Solving for Purchase price given IRR
Hi all,
I have a quick question. I am trying to reverse engineer a model that I built to make the purchase price an output and IRR an input. Right now purchase price is the input and IRR is the output from the cash flows + PP.
Any help would be greatly appreciated. I have tried quite a few things but have not been able to figure it out.
Thanks in advance!
Apologies in advance if I'm not supposed to share outside links. Are you trying to calculate a going-in residual land value? If not, I think I know what you're trying to do and this link might help, with using a simple solver function
No I’m trying to calculate the value drop of buildings based on increased interest rates really.
For this exercise, I want to show what purchase price we would want for x IRR
Goal seek
legit this one :)
Sloppy way to answer the question and if my analysts did it this way I would correct them for gumming up my xls with superfluous bells and whistles that don't auto-calc.
=NPV(Desired IRR, cash flow stream)
Goal seek would work but NPV might be more automated if that's what you were looking for. Just link the rate in the NPV formula to your IRR cell.
OP here - thank you all for the responses, I really appreciate it. I guess the thing I am grappling with is the equity inflow & outflow. This really isn't possible is it since I'm looking for a negative outflow of X which is also the purchase price.
This should be pretty simple. The IRR is the same thing as the discount rate.

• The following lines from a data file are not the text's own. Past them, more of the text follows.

PR #9983, opened 2026-07-22
fix(settings): detect agents on active runtime host

Rast53:
## Summary
- `AgentsPane` and `OrchestrationSkillAgentCoverage` always called `useDetectedAgents()` with no target, so Settings → Agents probed the **local laptop PATH** even when `activeRuntimeEnvironmentId` pointed at a remote `orca serve` / Devbox host.
- Remote launches already worked; only the detected-agent list was wrong. Mobile/web clients against the same server showed the full remote catalog.
- `QuickLaunchAgentMenuItems` only resolved SSH `connectionId` and missed runtime environments, so the same local-only list could appear in the launch menu for Devbox worktrees.

## Fix
- Pass `{ kind: 'runtime', environmentId }` from `settings.activeRuntimeEnvironmentId` into `useDetectedAgents` in Agents settings + orchestration skill coverage.
- Align Quick Launch with `TabBar`: SSH connection → runtime environment → local.

## Test plan
- [ ] Open Orca desktop with active runtime = remote Devbox / `orca serve`
- [ ] Settings → Agents shows remote-detected CLIs (e.g. Claude, Codex, Cursor, Grok), not only laptop PATH
- [ ] Refresh agents re-probes the runtime host
- [ ] New Agent / Quick Launch menu lists the same remote agents
- [ ] With no active runtime, local PATH detection still works
- [ ] Existing unit mocks for `useDetectedAgents` continue to pass (call-site still compatible)

Closes: remote-only agent list mismatch between desktop settings and mobile/web against the same serve host.

## ELI5

Settings → Agents always scanned your laptop PATH even when the active host was a remote runtime. Agent detection now targets the active runtime host so the list matches what you can actually launch.

### DIFF
--- a/src/renderer/src/components/settings/AgentsPane.tsx
+++ b/src/renderer/src/components/settings/AgentsPane.tsx
@@ -5,7 +5,7 @@ import { useId, useMemo, useState } from 'react'
 import { Check, ChevronDown, ExternalLink, Info, RefreshCw, Terminal } from 'lucide-react'
 import type { GlobalSettings, TuiAgent } from '../../../../shared/types'
 import { getAgentCatalog, AgentIcon } from '@/lib/agent-catalog'
-import { useDetectedAgents } from '@/hooks/useDetectedAgents'
+import { type AgentDetectionTarget, useDetectedAgents } from '@/hooks/useDetectedAgents'
 import { useAppStore } from '@/store'
 import { Button } from '../ui/button'
 import { Input } from '../ui/input'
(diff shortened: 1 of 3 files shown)


brennanb2025:
Thanks for this, and apologies for the long silence — you deserved a reply well before now.

Your diagnosis was right: Settings → Agents was probing the local laptop PATH even when the active runtime pointed at a remote `orca serve` / Devbox host, so the list didn't match what you could actually launch.

What happened on our side: an internal PR (#9790) implementing the same fix merged on 2026-07-23, about eight hours after you opened this one, and nobody circled back to tell you. That lag is on us. The upside is that the problem you reported is fixed on `main` today — `AgentsPane` builds its detection target from the active runtime environment, and Quick Launch resolves its host through a shared hook in the same SSH → runtime → local order you proposed.

One note that's worth knowing for next time, more interesting than corrective: `OrchestrationSkillAgentCoverage` is intentionally pinned to the local host, and there's a test pinning it there. Skill-paired surfaces resolve their host through `getSingleFocusedRuntimeEnvironmentId` rather than raw `activeRuntimeEnvironmentId`, because a skill *scan* and a skill *install* have to name the same host — if those two diverge, the badge gets stuck on "Not installed". So that one surface deliberately doesn't follow the active runtime.

Really appreciate you finding this and writing it up clearly — the shape you picked is the shape that shipped.

brennanb2025:
Closing this as superseded. To be clear about why: your fix was correct, and the delay here was entirely on our side.

The problem you found was real — Settings → Agents probed the local PATH even when the active runtime pointed at a remote host, so the list was wrong for anyone working against an `orca serve` or Devbox host. #9790 landed the same fix about eight hours after you opened this, and nobody circled back to tell you. That is on us, and I am sorry you were left waiting.

The behaviour is live on main now, so the problem you reported is solved.

Thanks for the contribution, and please do send more — this was a good catch.

PR #9989, opened 2026-07-22
feat(agent-rows): label sidebar and dashboard rows with conversation names

brennanb2025:
## Why

Sidebar worktree-card and dashboard agent rows label with the last message sent to the agent, so rows relabel every turn and short replies such as "continue" become the row name. Tabs already carry stable conversation names through manual renames, quick commands, semantic session titles, generated titles, and agent-set live titles.

## What

Both row surfaces now prefer the conversation name and fall back to the last message when no usable name exists. There is no additional preference: row identity consistently follows tab identity.

Resolution (`src/shared/agent-row-conversation-name.ts`) mirrors tab-title precedence:

1. Manual tab rename (`customTitle`)
2. Quick-command label
3. OpenCode semantic session title (`OC | …`)
4. Generated title, only when the existing auto-generate-titles setting is on
5. Agent-set live title, accepted only when it carries a real name

Leading status decoration is stripped. Pure status titles, provider identity echoes, generic `Terminal N` placeholders, default titles, and POSIX/Windows/UNC path-like titles are rejected. Subagent child rows keep their own descriptions because the parent tab name would mislabel them.

## Performance

Mounted rows use a WeakMap-backed per-tab-array index. One immutable worktree tab array is indexed once and shared across rows, replacing repeated linear scans on store writes while allowing old arrays to be collected.

## Testing

- Resolver coverage for precedence, fallback, provider/status filtering, Windows/UNC paths, and default terminal placeholders
- Hook coverage for always-on behavior, stale row snapshots, subagent exclusion, generated-title gating, and one index build per immutable tab array
- Dashboard, sidebar, title, settings, localization, typecheck, lint/react rules, and max-lines suites pass locally (25 files / 227 tests)
- Full PR workflow runs lint, reliability gates, typecheck, Git compatibility, repository tests, unpacked build, and packaged CLI smoke

## Notes

- The generated-title source remains controlled by the existing auto-generate-title setting.
- Persisted values from the earlier opt-in iteration are ignored; no migration is required.
- The earlier manual-QA comment validated both behaviors while the toggle existed. Its conversation-name screenshots represent the final row behavior; the toggle itself has now been removed by product decision.


brennanb2025:
## Manual QA (dev build, CDP-driven, this branch)

Verified live on the rendered app (electron-vite dev build of this branch, isolated temp profile; seeded one workspace `prohealth-sync` with a working Claude status row `prompt="continue"`, tool line `Bash: pnpm test`).

**1. Default (toggle off) — rows label by last message sent** (unchanged behavior):

default last message

**2. Toggle on + agent-set title `✳ Fix patient intake sync` — row labels by conversation name** (decoration stripped, tool activity stays as secondary):

conversation name

**3. Manual tab rename `Prohealth intake spike` — rename wins over the agent title:**

manual rename

**4. Settings → Agents switch, findable via search ("conversation name"):**

settings toggle

Also verified: toggling **off** reverts the row to the last message immediately, even while a custom name exists (default stays last-message per product decision).

### Fix found during QA

Sidebar row data patches live entries in place and keeps the tab snapshot from row creation, so a rename/agent title landing *after* the row was built never reached the resolver. Pushed a839195 — the hook now reads the current tab from the store (retained rows keep the snapshot fallback), with a regression test.

### Not covered

- Dashboard surface (`DashboardAgentRow`) uses the identical hook/resolver but wasn't visually exercised in this pass.
- OpenCode `OC | …` and quick-command label sources are unit-tested only.

*(Screenshots hosted on the `qa-images/pr-9989` orphan branch; safe to delete after merge.)*

brennanb2025:
CI note for the always-on revision (`b75ab61575`): local row/title/settings suites pass (25 files / 227 tests), along with typecheck, localization, lint/react rules, and max-lines. The latest PR workflow stopped before typecheck/tests/build on `verify:skill-bundle-manifest` because current `main` contains the #10007 emulator skill-guide changes without refreshed `resources/skills/*` manifests. This PR does not touch skill files, and its previous head completed the full workflow successfully. I am leaving those unrelated release manifests out of this feature diff; rerunning after the base manifest is refreshed should clear the gate.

If the investment is unlevered (no debt), then you would discount all of the projected cash flows to time zero using your IRR input and sum them together, which would give you a present value. If you want this number to appear negative, you would simply add a hyphen in front of the sum formula “-sum()”. Note that you would then need to add back acquisition closing costs to get to your purchase price. Unlevered discount rates (unlevered IRRs) are the customary method of valuing any asset.
If the investment is levered (includes debt) and you want to use a levered IRR input (not recommended), then you need to discount the net cash flow to equity after debt service and sum the cash flows. This will give you equity value, so you would need to add back the loan proceeds, loan closing costs, and acquisition closing costs to get to the purchase price.
Read Investopedia’s article titles “How to Calculate a Discount Rate in Excel” if this is not making sense to you, or Google how to discount cash flows. You can use the NPV formula from Excel, but I think it’s cleaner/better to use real math:
Present Value = Future Value / ((1 + discount rate)^(year))
This. Why is everyone over complicating things?
Not to be rude or anything but isn't this literally the first thing you learn in finance?
Not exactly, but it is an implementation of the first formulae you learn in finance so yeah, basically.
I have a macro that uses goal seek to adjust Px to a YoC. IRR would be the same. Here's the code that I assigned to a button (with named ranges):
------------------
Sub GoalSeek()
Dim intSeek As Integer
Range("YieldOnCost").GoalSeek Goal:=Range("SeekTarget"), changingCell:=Range("PurchasePrice")
MsgBox ("Purchase Price updated successfully")
End Sub
------------------
YieldOnCost = the result cell with your formula for YoC (can be IRR)
SeekTarget = an input cell with what I want to goal seek YoC to
PurchasePrice = the input that I'm changing
Might not be the approach you are looking for, but it worked well for me. Feel free to reach out if you have any questions about it.
You XNPV the cash flows and you back into the equity check. This plus debt raised equals total sources. Sources equal uses. Total Uses less fees and min cash equals purchase price (EV).